Everyone has a favorite facial cream or treatment, but great skin starts with nourishment from the inside out. Older cells are constantly being shed and replaced with younger ones, and a constant supply of key nutrients is essential to support this rapid growth. Eat the right balance of foods and you’ll be providing your skin with the essential nutrients it needs to help it stay soft, supple, and blemish-free.
That said, even if we try to resist it, our skin ages naturally. Age spots and wrinkles are the inevitable result of time, but skin aging can be accelerated by overexposure to the sun and tanning beds, harsh soaps, chemicals, and poor nutrition. With this in mind, a holistic approach is preferable. Treat your skin with kindness and optimize your diet by eating fruits and vegetables rich in antioxidants, healthy fats from oily fish and nuts, and a varied and balanced diet. This should provide optimal levels of essential nutrients for radiant skin, including beta-carotene, vitamins C and E, zinc, and selenium.
1. Don’t crash the diet
Repeated weight loss and regain can take a toll on your skin, causing sagging, wrinkles and stretch marks. Crash diets are often poor in essential vitamins and minerals. Over long periods of time, this type of diet will affect your skin. It is always best to have a healthy, balanced diet. If you are thinking of trying a weight loss plan, make sure you have all the facts first.
2. Eat a minimum of five servings of fruits and vegetables per day.
Fruits and vegetables contain powerful antioxidants that help protect the skin from cellular damage caused due to free radicals. Free radicals, pollution, smoking, and sunlight can cause age spots and wrinkles. Eat a rainbow of colorful fruits and vegetables and aim for at least five servings a day. Beta-carotene, found in carrots, sweet potatoes, and pumpkins, and lutein, found in kale, papaya, and spinach, are powerful antioxidants, important for normal skin cell development and a healthy complexion.

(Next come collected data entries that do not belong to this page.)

PR #1526, opened 2025-02-28
Fix installation from PyPI wheels after a source install

ksivaman:
# Description

When TE is installed from [PyPI](https://pypi.org/project/transformer-engine) in an environment where TE is already installed from source, the wheel installation is incorrect resulting in an application crash during runtime. In this case, the following workflow currently occurs on executing `pip install transformer-engine[pytorch]`:

1. pip collects packages `transformer-engine` (metapackage), `transformer-engine-cu12` (core package), `transformer-engine-torch` (framework extensions).
2. `transformer-engine-torch` and `transformer-engine-cu12` are correctly installed first as they are the dependencies. This places `libtransformer_engine.so` and `transformer_engine_torch*.so` under the `transformer_engine` directory which already exists in the described failing case (source installation).
3. Before installing `transformer-engine` (metapackage), it uninstalls the `transformer-engine` (source install) and wipes out the shared object files just placed in step 2.

## Type of change

- [x] Infra/Build change
- [x] Code refactoring

## Changes

The root cause for this bug is that the `transformer-engine` package has a different structure when installed from source or from the PyPI distribution. In this PR:

- Instead of `transformer_engine/`, the shared objects are stored in a different subdirectory depending on whether installing from source or PyPI (`transformer_engine/src_lib` and `transformer_engine/wheel_lib` respectively) so that they don't interfere with each other.
- All 3 `__init__.py` files (core, PyTorch, Jax) check both locations when loading shared object files. There isn't a conflict because pip uninstalls the source version when installing the metapackage wheel, and we manually remove TE's PyPI packages when installing from source.
- The above changes break Jax imports. To fix this, `tranformer_engine_jax` is loaded similar to `transformer_engine_torch` which is a cleaner and doesn't depend on the SO living inside the `transformer_engine` directory.

I've manually tested some combinations of installing from source (+inplace) and wheel in various orders for PyTorch and Jax which seem to work:

- source &rarr; PyPI.
- PyPI &rarr; source.
- editable build &rarr; PyPI.
- PyPI &rarr; editable build.

# Checklist:


transformer_engine/common/__init__.py
```diff
@@ -82,7 +82,19 @@ def _load_cudnn():
...
     """Load shared library with Transformer Engine C extensions"""
 
-    so_path = get_te_path() / "transformer_engine" / f"libtransformer_engine.{_get_sys_extension()}"
+    so_path = (
+        get_te_path()
+        / "transformer_engine"
+        / "wheel_lib"
+        / f"libtransformer_engine.{_get_sys_extension()}"
+    )
+    if not so_path.exists():
```
ptrendx, line 91: I understand that we are counting on both of these never being valid at the same time, but I would still like these lines to be swapped here (so source has precedence if it exists).

transformer_engine/jax/__init__.py
```diff
@@ -44,16 +47,23 @@ def _load_library():
...
     extension = _get_sys_extension()
     try:
-        so_dir = get_te_path() / "transformer_engine"
+        so_dir = get_te_path() / "transformer_engine" / "wheel_lib"
         so_path = next(so_dir.glob(f"{module_name}.*.{extension}"))
     except StopIteration:
-        so_dir = get_te_path()
-        so_path = next(so_dir.glob(f"{module_name}.*.{extension}"))
+        try:
+            so_dir = get_te_path() / "transformer_engine" / "src_lib"
```
ptrendx, line 54: same

transformer_engine/jax/cpp_extensions/attention.py
```diff
@@ -17,17 +17,18 @@
 from jax.sharding import PartitionSpec, NamedSharding
 from jax import ffi
 
-from transformer_engine.jax.attention import CPStrategy, SequenceDescriptor
-
-from transformer_engine import transformer_engine_jax
-from transformer_engine.transformer_engine_jax import (
+import transformer_engine_jax
+from transformer_engine_jax import (
```
ptrendx, line 21: This is kind of unrelated to this PR but why do you need both of these lines?

ksivaman: There are other functions from `transformer_engine_jax` which are used directly instead of importing it separately in the next line, such as `transformer_engine_jax.get_fused_attn_backend(...)`.  Not sure the rationale behind doing both styles but we could unify it in a separate (pure refactor) PR.

transformer_engine/common/__init__.py
ksivaman: Done

ksivaman:
Pipeline 24862635

ptrendx (approved):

Also Read: How Good Potato Juice For Your Skin And Face
3. Eat enough vitamin C
Vitamin C is also a super antioxidant. It is needed to support the immune system, promote glowing skin, and help blemishes heal properly. The best sources are black currants, guava, blueberries, kiwi, broccoli, oranges, strawberries, papaya and sweet potatoes. Vitamin C is needed to produce collagen which nourishes the capillaries that supply the skin.
4. Eat enough vitamin E
Vitamin E protects the skin from oxidative (cellular) damage and promotes healthy skin growth. Foods rich in vitamin E include almonds, avocados, hazelnuts, pine nuts, and sunflower and corn oils.
5. Fill up on selenium
Selenium is a powerful antioxidant. It works alongside other antioxidants such as vitamins E and C and is essential for supporting the immune system. Studies suggest that a diet high in selenium may help protect against skin cancer, sun damage, and age spots. One way to increase your intake is to have Brazil nuts. Only four nuts will be enough to provide the Recommended Daily Amount (RDA). Toss Brazil nuts with other seeds rich in vitamin E as a snack or sprinkle with salad. Other good sources are eggs, fish, shellfish, tomatoes, wheat germ, and broccoli.
6. Drink six to eight glasses of water daily
The skin needs moisture to stay supple. Even mild dehydration will make your skin dry, tired, and slightly gray. Drink six to eight glasses of water a day – all fluids count towards your daily intake, but water is best. If you work in an office, keep a large bottle of water on your desk as a reminder to drink. Herbal teas without caffeine are also good. Remember that certain fruits and vegetables, such as watermelon, zucchini, and cucumber, also provide fluids – the added benefit is that the minerals they contain will increase hydration levels in your body and in your skin. Try avoiding smoking and excessive alcohol consumption, as both can age the skin.